• DATA RECORDS:
PR #1998, opened 2023-09-13
[ENG-4648] Opt out of SHARE indexing

futa-ikeda:
-   Ticket: [ENG-4648]
-   Feature flag: n/a

## Purpose
- Allow users to opt out of SHARE indexing

## Summary of Changes
- Add `Settings::Account::-Components::OptOut` component
- Add `allowIndexing` attr to user model

### DIFF
--- a/app/settings/account/-components/opt-out/component.ts
+++ b/app/settings/account/-components/opt-out/component.ts
@@ -1,0 +1,43 @@
+import Component from '@glimmer/component';
+import { inject as service } from '@ember/service';
+import CurrentUserService from 'ember-osf-web/services/current-user';
+import { restartableTask } from 'ember-concurrency';
+import { waitFor } from '@ember/test-waiters';
+import config from 'ember-get-config';
+import IntlService from 'ember-intl/services/intl';
+import captureException, { getApiErrorMessage } from 'ember-osf-web/utils/capture-exception';
+
+const { support: { supportEmail } } = config;
+
+export default class OptOutComponent extends Component {
+    @service currentUser!: CurrentUserService;
+    @service intl!: IntlService;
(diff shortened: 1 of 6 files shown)


app/settings/account/-components/opt-out/component.ts
```diff
@@ -0,0 +1,43 @@
...
+
+const { support: { supportEmail } } = config;
+
+export default class OptOutComponent extends Component {
+    @service currentUser!: CurrentUserService;
+    @service intl!: IntlService;
+    @service toast!: Toastr;
+
+    get allowIndexingIsFalse() {
+        // allowIndexing is null by default
```
brianjgeiger, line 18: What a pain that is.

brianjgeiger (approved):

app/settings/account/-components/opt-out/component.ts
futa-ikeda: Yea, `allow_indexing: None` is the default and that indexes users. Ideally this panel would just be a checkbox, but alas

app/settings/account/-components/opt-out/component.ts
```diff
@@ -0,0 +1,43 @@
...
+        return this.currentUser.user?.allowIndexing === false;
+    }
+
+    indexingPreference = this.currentUser.user?.allowIndexing;
```
adlius, line 22: Should we make `indexingPreference` a `tracked` property and only initialize it in the constructor? Don't know which is a better paradigm.

futa-ikeda: I think I prefer the using the constructor as you explained. A little more verbose, but I think it's a bit more clear

adlius (approved):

• GOAL OF THE EXERCISE:
The data above should be copied exactly, with no line omitted.

• TASK RESPONSE:
PR #1998, opened 2023-09-13
[ENG-4648] Opt out of SHARE indexing

futa-ikeda:
-   Ticket: [ENG-4648]
-   Feature flag: n/a

## Purpose
- Allow users to opt out of SHARE indexing

## Summary of Changes
- Add `Settings::Account::-Components::OptOut` component
- Add `allowIndexing` attr to user model

### DIFF
--- a/app/settings/account/-components/opt-out/component.ts
+++ b/app/settings/account/-components/opt-out/component.ts
@@ -1,0 +1,43 @@
+import Component from '@glimmer/component';
+import { inject as service } from '@ember/service';
+import CurrentUserService from 'ember-osf-web/services/current-user';
+import { restartableTask } from 'ember-concurrency';
+import { waitFor } from '@ember/test-waiters';
+import config from 'ember-get-config';
+import IntlService from 'ember-intl/services/intl';
+import captureException, { getApiErrorMessage } from 'ember-osf-web/utils/capture-exception';
+
+const { support: { supportEmail } } = config;
+
+export default class OptOutComponent extends Component {
+    @service currentUser!: CurrentUserService;
+    @service intl!: IntlService;
(diff shortened: 1 of 6 files shown)


app/settings/account/-components/opt-out/component.ts
```diff
@@ -0,0 +1,43 @@
...
+
+const { support: { supportEmail } } = config;
+
+export default class OptOutComponent extends Component {
+    @service currentUser!: CurrentUserService;
+    @service intl!: IntlService;
+    @service toast!: Toastr;
+
+    get allowIndexingIsFalse() {
+        // allowIndexing is null by default
```
brianjgeiger, line 18: What a pain that is.

brianjgeiger (approved):

app/settings/account/-components/opt-out/component.ts
futa-ikeda: Yea, `allow_indexing: None` is the default and that indexes users. Ideally this panel would just be a checkbox, but alas

app/settings/account/-components/opt-out/component.ts
```diff
@@ -0,0 +1,43 @@
...
+        return this.currentUser.user?.allowIndexing === false;
+    }
+
+    indexingPreference = this.currentUser.user?.allowIndexing;
```
adlius, line 22: Should we make `indexingPreference` a `tracked` property and only initialize it in the constructor? Don't know which is a better paradigm.

futa-ikeda: I think I prefer the using the constructor as you explained. A little more verbose, but I think it's a bit more clear

adlius (approved):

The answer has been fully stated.